Member of the Legislative Yuan
- In office 1 February 2002 – 31 January 2008
- Constituency: Taoyuan County

Personal details
- Born: 6 January 1953 (age 73)
- Party: Democratic Progressive Party
- Occupation: politician

= Lee Chen-nan =

Taiwanese politician (born 1953)

Lee Chen-nan (李鎮楠; born 6 January 1953) is a Taiwanese politician who served in the Legislative Yuan from 2002 to 2008.

In November 2002, Lee Chen-nan and Lee Ming-hsien attracted media attention when both accused members of the Committee for Action for Labor Legislation of "working for China" by organizing a protest. Representatives for the labor union called both politicians "McCarthyites." In May 2003, Lee charged fellow legislator Liu Cheng-hung with libel because Lee though that Liu had accused him of profiteering off sales of respirators. Later that month, Lee and Charles Chiang accused Taipei Veterans General Hospital superintendent Chang Mau-song of corruption. Near the end of his first term, the Taipei Society rated Lee a positive legislator. He won reelection in December 2004.

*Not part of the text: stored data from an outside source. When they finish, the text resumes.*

Issue #4595, opened 2021-11-29
Complete jakarta migration for swagger and jersey/jackson


denis-yuen:
**Is your feature request related to a problem? Please describe.**
The swagger and openapi libraries can be updated to use jakarta libraries  https://github.com/swagger-api/swagger-core/wiki/Swagger-2.X---Getting-started#note-jakarta-namespace-support-since-version-217

However, switching to them seems to drag in an issue with our jaxrs libraries which rely on jackson-jaxrs-json-provider
Follow https://github.com/eclipse-ee4j/jersey/issues/4891 to keep an eye on a fix or a future dropwizard update past 2.0.25

There is a partial implementation that may be useful at https://github.com/dockstore/dockstore/tree/feature/wrange_dependencies_jersey

**Describe the solution you'd like**
Switch to swagger libraries based on jakarta and update jackson and associated libraries to match when a fix is provided by jersey

**Describe alternatives you've considered**
Delay till it becomes a EOL issue

**Additional context**
Related to the cluster of issues around https://github.com/dockstore/dockstore/issues/4531

┆Issue is synchronized with this [Jira Story](https://ucsc-cgl.atlassian.net/browse/DOCK-2002)
┆Fix Versions: Open-ended research tasks
┆Issue Number: DOCK-2002
┆Sprint: Backlog
┆Issue Type: Story

PR #4919, opened 2022-05-25
bring us into dropwizard 2.1

denis-yuen:
**Description**
Bring us into dropwizard 2.1.X, bumping many of our major dependencies and eventually enabling us to update to dropwizard 3.X/4.X and deal with #4595

Full upgrade notes at https://www.dropwizard.io/en/release-2.1.x/manual/upgrade-notes/upgrade-notes-2_1_x.html

Heads-up @svonworl @amarjandu for a change to how validation works

---------------------
Documenting some problems I ran into for the future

In March 2007, Lee identified Yahoo! Taiwan chatrooms as a hub for the sex trade. In response to the Virginia Tech shooting, Lee and Lin Kuo-ching invited the media and Ministry of Education officials to take part in a security drill at National Taiwan University without telling students or staff that such a drill would be planned. In June, Lee received a letter containing an invitation to join the Heiho Association, and a bullet. Other lawmakers, including Huang Chao-shun, Hsieh Hsin-ni, Lin Shu-fen, Li Ao, and Hung Hsiu-chu, received similar letters. Lee was defeated by Chen Ken-te in January 2008 and stepped down from the legislature. Later that month, Lee was one of eight politicians charged with accepting bribes from the Taiwan Dental Association in 2003. An October 2010 ruling of the Taipei District Court found Lee not guilty, but the decision was overturned by the Taiwan High Court in September 2011, which sentenced Lee to seven years and two months imprisonment, as well as a suspension of his civil rights for three years. In March 2016, the Supreme Court ruled that Tsai Huang-liang, Jao Yung-ching, Liao Pen-yen, Chang Tsai Mei, and Yang Fu-mei were not guilty, but decided that Lee Ming-hsien and Lee Chen-nan would be retried.